**Instructions for the task**
The answer must consist of every line below that holds the word "values".

**Items from a dataset**
━━━━

PR #466, opened 2020-03-26
Adding changes to allow ArbitrationId classes to be sorted

sou1hacker:
Changed default arbitration_id.extended to False from None
Removed the existing equals method and using attr.s default comparison methods
The current logic implemented is that:
 ArbitrationId(id=0x1, extended=False) <   ArbitrationId(id=0x1, extended=True)
 ArbitrationId(id=0x1, extended=True) < ArbitrationId(id=0x2, extended=False)

### DIFF
--- a/src/canmatrix/canmatrix.py
+++ b/src/canmatrix/canmatrix.py
@@ -35,6 +35,7 @@ import logging
 import math
 import struct
 import typing
+import warnings
 from builtins import *
 
 import attr
@@ -580,7 +581,7 @@ def pack_bitstring(length, is_float, value, signed):
     return bitstring
 
 
-@attr.s(cmp=False)
+@attr.s
 class ArbitrationId(object):
     standard_id_mask = ((1 << 11) - 1)
     extended_id_mask = ((1 << 29) - 1)
@@ -593,7 +594,11 @@ class ArbitrationId(object):
         if self.extended is None:
             # Mimicking old behaviour for now -- remove in the future
             self.extended = True
-            logger.warning("Please set 'extended' attribute as a boolean")
+            warnings.warn(
+                "Please set 'extended' attribute as a boolean instead of "
+                "None when creating an instance of ArbitrationId class",
+                DeprecationWarning
+            )
         if self.extended:
             mask = self.extended_id_mask
         else:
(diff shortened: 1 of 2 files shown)


pierreluctg:
@altendky and @ebroecker, please have a look.

Thank you

src/canmatrix/canmatrix.py
```diff
@@ -712,14 +716,7 @@ def to_compound_integer(self):
             return self.id
 
     def __eq__(self, other):  # type: (ArbitrationId) -> ArbitrationId
-        return (
```
ebroecker: the original intention of _None_ was to create the possibility to compare an arbitration id while ignoring extended flag.
I think, there are use cases where people want to find a arbitration id 5 and they don't bother if its extended or regular

src/canmatrix/canmatrix.py
```diff
@@ -587,10 +587,14 @@ class ArbitrationId(object):
...
     id = attr.ib(default=None)
-    extended = attr.ib(default=None)
+    extended = attr.ib(default=False)  # type: bool
 
     def __attrs_post_init__(self):
-        if self.extended is None or self.extended:
+        if self.extended is None:
+            # Mimicking old behaviour for now -- remove in the future
+            self.extended = True
+            logger.warning("Please set 'extended' attribute as a boolean")
```
altendky: This should be a warning rather than being logged.  I'm not sure but maybe there's something in https://pypi.org/project/regret/ that would take it to a higher level yet.

src/canmatrix/canmatrix.py
altendky: What about `a.id == b.id` for that?

src/canmatrix/canmatrix.py
```diff
@@ -711,15 +715,36 @@ def to_compound_integer(self):
...
-        )
+    def __eq__(self, other):  # type: (ArbitrationId) -> ArbitrationId
+        return self.id == other.id and self.extended == other.extended
+
+    def __le__(self, other):
+        if not self.extended and other.extended:
+            return True
+        if self.extended and not other.extended:
+            return False
+        return self.id <= other.id
```
```suggestion
        return (self.extended, self.id) <= (other.extended, other.id)
```

But can this not be done via some attrs configuration and we could remove `cmp=False`?

src/canmatrix/canmatrix.py
sou1hacker: I do feel like we need to remove None as a possible option for extended. Otherwise the following will be True which may cause issues during sorting, etc.:
Abr(extended=True) == Abr(extended=None) == Abr(extended=False) but Abr(extended=True) != Abr(extended=False)

src/canmatrix/canmatrix.py
sou1hacker: Done

src/canmatrix/canmatrix.py
sou1hacker: Done

sou1hacker:
@altendky @ebroecker Reverted comparison functions so that default ones are used. This should make them more standardized and the behavior more predictable. Please re-review.

pierreluctg:
Hi @ebroecker and @altendky, any concern merging this PR?

PR #468, opened 2020-04-07
Check for EOF when parsing enums in a .sym file. Fixes #465

### LINKED ISSUE #465: Unterminated enum line in .sym results in infinite loop
```
FormatVersion=5.0 // Do not edit this line!
Title="AFE_CAN_ID0"

{ENUMS}
enum Relay(0="Open, 1="Closed",2="Error",3="N/A"
```

https://github.com/ebroecker/canmatrix/blob/180829012a8aee7e176f4f5b4c039c7e7989e8f5/src/canmatrix/formats/sym.py#L354-L359

https://docs.python.org/3.8/library/io.html?highlight=readline#io.TextIOBase.readline
> "If the stream is already at EOF, an empty string is returned."

So we need to check for an empty string from `.readline()` and raise some exception.

Seneda:
I have added a fix for #465 and a new test case in test_sym.py that checks for an EOFError in the case of an untemrinated enum.

### DIFF
--- a/src/canmatrix/formats/sym.py
+++ b/src/canmatrix/formats/sym.py
@@ -354,9 +354,12 @@ def load(f, **options):  # type: (typing.IO, **typing.Any) -> canmatrix.CanMatri
                     while not line[5:].strip().endswith(')'):
                         line = line.split('//')[0]
                         if sys.version_info > (3, 0):  # is there a clean way to to it?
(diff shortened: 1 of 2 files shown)


Seneda:
Looks like the exeption works slightly differently in python2.7, I will correct this

PR #479, opened 2020-04-28
Parse sym types

### LINKED ISSUE #477: Cannot parse "Char", "String" or "Raw" signal types in .Sym files
The PCAN Symbol editor allows several types to be set for signals. These are:

- Bit 
- Char
- String
- Signed
- Unsigned
- Float
- Enum
- Double 
- Raw

Currently Canmatrix will accept some of these but not all. 
The ones which do not work yet are:

- Char
- String
- Enum
- Raw

I think that the first thing to do is to make it interpret all of these except Enum as unsigned. So that it doesn't throw any signals away.
I think it would also be useful to add a property to indicate what type the symbol file specified the signal to be, so that a symbol file can be written back with the same types as it was read with.

(Adding Enums is a bit more complex, so ill open a separate issue for those.)

Seneda:
Fixes #477 

Allow parsing of the main .sym signal types : string, raw, char.

Add a type_label attribute so that symbol files can be saved back to .sym format without loss of information.
Add an is_ascii attribute for symbols Add a check to see if Signal names need Quoting when saving to a .sym file (if they start with a number or contain a space etc.)

Add a test which reads in a .sym file containing all signal types and checks that they are all correctly imported and exported.

### DIFF
--- a/src/canmatrix/canmatrix.py
+++ b/src/canmatrix/canmatrix.py
@@ -155,6 +155,8 @@ class Signal(object):
 
     mux_value = attr.ib(default=None)
     is_float = attr.ib(default=False)  # type: bool
+    is_ascii = attr.ib(default=False)  # type: bool
+    type_label = attr.ib(default="")
     enumeration = attr.ib(default=None)  # type: typing.Optional[str]
     comments = attr.ib(factory=dict)  # type: typing.MutableMapping[int, str]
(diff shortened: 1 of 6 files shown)


Seneda:
@ebroecker Do you see any problems with how I've implemented this? I'm happy to make any changes if you don't think this should be merged as it is.

PR #527, opened 2020-11-12
src/canmatrix.py: fix nested mux with no values

rfrowe:
If a complexly multiplexed signal has a sub-multiplexer with no values, a TypeError is thrown.

I ran into this while using [commaai/opendbc](https://github.com/commaai/opendbc) which muxes first on OBD-II service and then PID. They define a service 2 but do not enumerate any PIDs for it, causing the above referenced exception.


ebroecker:
@rfrowe  Thanks a lot!

PR #532, opened 2020-12-03
add is_fd flag for json output

DennisRoeck:
fd flag is implemented but not used in json.
add is_fd flag to the json exporter.


ebroecker:
Thanks @DennisRoeck

PR #552, opened 2021-03-20
Correctly the result if compare two frame with different ID

anphucnguyen:
When comparing two dbc, the the frame has different ID it should be marked as "changed" frame.


ebroecker:
Thanks!

PR #1499, opened 2026-07-21
fix(perf): exclude non-stream requests from TTFT/TPOT/ITL metrics

qiumuyang:
## Summary

When a benchmark run mixes `stream: true` and `stream: false` requests, streaming-specific metrics (TTFT / TPOT / ITL) are now computed over **stream requests only**. Pure-stream and pure-non-stream runs are unchanged.

## Motivation

For non-stream requests, `first_chunk_latency = query_latency` (entire request time) and `time_per_output_token = 0`. When mixed with real stream requests this **inflates TTFT** and **deflates TPOT**.

Mixed runs are reachable via `workload_trace` (per-request `stream` from original trace) and `line_by_line` (JSONL body `stream` field overrides CLI flag).

### Example

8 streaming (TTFT ~50 ms) + 2 non-streaming (latency ~2.5 s):

| Metric   | Before                             | After (stream only) |
|----------|------------------------------------|---------------------|
| Avg TTFT | `(8×0.05 + 2×2.5) / 10 = 0.54 s`  | `0.05 s`            |
| Avg TPOT | deflated by two `0` contributions  | stream-only mean    |

## Changes

| File | What changed |
|------|--------------|
| `benchmark_util.py` | Add `is_stream` flag and `is_stream_body()` helper; stream-only accumulators for TTFT/TPOT/ITL with non-stream fallback; expose stream/non-stream counts. |
| `default_api.py` | Set `is_stream = True` in SSE branch; body-based fallback on failure. |
| `openai_responses_api.py` | Set `is_stream = True` in SSE branch; body-based fallback on failure. |
| `http_client.py` | Body-based `is_stream` on timeout/connection-error paths. |
| `db_util.py` | Persist `is_stream` column; percentile TTFT/TPOT/ITL/decode use stream rows only (fallback for pure non-stream). |
| `perf_constants.py` | `STREAM_REQUESTS` / `NON_STREAM_REQUESTS` constants. |
| `perf_models.py` | Count fields in `BenchmarkSummary`; conditional display when mixed. |

## Testing

```
$ pytest tests/perf/test_stream_metrics.py -q
9 passed
```

### DIFF
--- a/evalscope/perf/core/http_client.py
+++ b/evalscope/perf/core/http_client.py
@@ -4,7 +4,7 @@ import time
 from typing import TYPE_CHECKING
 
 from evalscope.perf.arguments import Arguments
-from evalscope.perf.utils.benchmark_util import BenchmarkData
+from evalscope.perf.utils.benchmark_util import BenchmarkData, is_stream_body
 from evalscope.utils.argument_utils import SECRET_HEADER_KEYS, get_secret_value
 from evalscope.utils.logger import get_logger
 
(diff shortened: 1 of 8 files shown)


Yunnglin (approved):
LGTM. Bucketing TTFT/TPOT by the actually-streamed response is the right fix, and the pure-non-stream fallback keeps existing runs unchanged.

Pushed two small refinements to the branch (`e1517dad`):
1. Dropped the redundant ITL stream bucket — non-stream requests contribute an empty ITL list, so it's already stream-only by construction (TTFT/TPOT/decode correctly stay on the stream subset).
2. Hardened `is_stream_body` against non-dict bodies on error/timeout paths.

Tests (9 passed) + `make lint` clean. Thanks!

━━━━

**Answer below**
src/canmatrix.py: fix nested mux with no values
If a complexly multiplexed signal has a sub-multiplexer with no values, a TypeError is thrown.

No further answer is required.